Home as Exhibition Space

Throughout the apartment are displayed vintage postcards of the bridge, Bean’s pottery, folk art, and Diamant’s sculptures, carefully lit with track lighting. Diamant designed and built much of the furniture himself, and there are artful displays of vintage functional collectibles throughout, including cast-iron pans in the kitchen and hats in the bedroom. With curated objects at every turn, the space feels as much like an art gallery as it does an art studio.

“My goal here was to show Harris’s work,” says Bean. Jankovitz “did such a beautiful job creating this fresh space with touches of the original exposed brick and beams,” she adds. The exposed steel beams offer extra exhibition space.

As a developer, Piazza specializes in adaptive-reuse projects, often gearing his properties toward housing for artists and makers: He’s created live/work facilities at the Shirt Factory, the Pajama Factory, and the Kingston Brush Factory in Kingston’s Midtown Arts District; currently, he is converting a former factory in the Rondout into Creekside Terrace apartments for artists and their families. “Lately we’ve been focused on more upscale tenants, with a good portion who are downsizing, or others coming out of urban areas to appreciate what Kingston has to offer,” Piazza says.
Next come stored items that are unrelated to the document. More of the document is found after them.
PR #8728, opened 2020-08-05
CB-8278: Backup using hdfs cli

brycederriso:
Closes [CB-8278](https://jira.cloudera.com/browse/CB-8278)
* Restore db using HDFS cli to transfer backups. Fix styling.
* Hack together a fix for embedded database backups.
* Adjust url construction and region passing to account for HDFS cli usage.
* Fix style issues.

Tested by triggering backup and restore using HTTP requests and against external and embedded database.
**Ranger admin group changes were merged in as well** after which I retested by triggering via HTTP requests.

### DIFF
--- a/core/src/main/java/com/sequenceiq/cloudbreak/reactor/handler/cluster/dr/BackupRestoreSaltConfigGenerator.java
+++ b/core/src/main/java/com/sequenceiq/cloudbreak/reactor/handler/cluster/dr/BackupRestoreSaltConfigGenerator.java
@@ -24,7 +24,7 @@ public class BackupRestoreSaltConfigGenerator {
 
     public static final String OBJECT_STORAGE_URL_KEY = "object_storage_url";
 
-    public static final String AWS_REGION_KEY = "aws_region";
+    public static final String DATABASE_BACKUP_POSTFIX = "_database_backup";
 
     public static final String RANGER_ADMIN_GROUP_KEY = "ranger_admin_group";
 
@@ -35,7 +35,6 @@ public class BackupRestoreSaltConfigGenerator {
 
         Map<String, String> disasterRecoveryValues = new HashMap<>();
         disasterRecoveryValues.put(OBJECT_STORAGE_URL_KEY, fullLocation);
-        disasterRecoveryValues.put(AWS_REGION_KEY, stack.getRegion());
         disasterRecoveryValues.put(RANGER_ADMIN_GROUP_KEY, rangerAdminGroup);
 
         servicePillar.put("disaster-recovery", new SaltPillarProperties(POSTGRESQL_DISASTER_RECOVERY_PILLAR_PATH,
@@ -46,10 +45,10 @@ public class BackupRestoreSaltConfigGenerator {
 
     private String buildFullLocation(String location, String backupId, String cloudPlatform) throws URISyntaxException {
         URI uri = new URI(location);
-        String suffix = '/' + backupId + "_database_backup";
+        String suffix = '/' + backupId + DATABASE_BACKUP_POSTFIX;
         String fullLocation;
         if (AWS.equalsIgnoreCase(cloudPlatform)) {
-            fullLocation = "s3://" + uri.getSchemeSpecificPart().replaceAll("^/+", "");
+            fullLocation = "s3a://" + uri.getSchemeSpecificPart().replaceAll("^/+", "");
         } else if (AZURE.equalsIgnoreCase(cloudPlatform)) {
             fullLocation = "abfs://" + uri.getSchemeSpecificPart().replaceAll("^/+", "");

Jankovitz frequently designs Piazza’s projects. “The nice thing about working with artists is that they’re willing to take chances,” he says. “Once a couple of artists come into the building, they work together, and there’s synergy there. It’s a great environment to work in—lively, energetic.”

Yet there’s plenty of privacy at Rondout Mews. With separate entrances into each apartment, the building’s atmosphere feels small scale. “There’s a real sense of history here,” says Bean.

Diamant and Bean are especially fond of their deck, which is enclosed by a stockade-style fence. Bean established a garden on one side of the building, and she and Diamant planted trees on the other side to define the green space and decrease its exposure to the historic Company Hill Path, which runs alongside the building; in the process, they’ve created a miniature park. “Having a garden is such a cool thing for us city dwellers,” says Diamant. “In New York, we were 50 feet in the air.”

People regularly use the path for exercise, dog walking, or as a shortcut to waterfront restaurants, and they’re often curious about Rondout Mews, having known the building in one its previous lifetimes or watched its renovation. Since Diamant and Bean spend a lot of time on their deck, grilling dinner and relaxing, they frequently chat with passersby, sharing the building’s history. Occasionally, the couple is even asked for permission to walk down the path by visitors who don’t realize it’s a public area, and Diamant, who has a wry sense of humor, jokes that he always grants it. “There’s community here like none I’ve ever experienced,” he says. “People are so much easier to engage in Kingston.”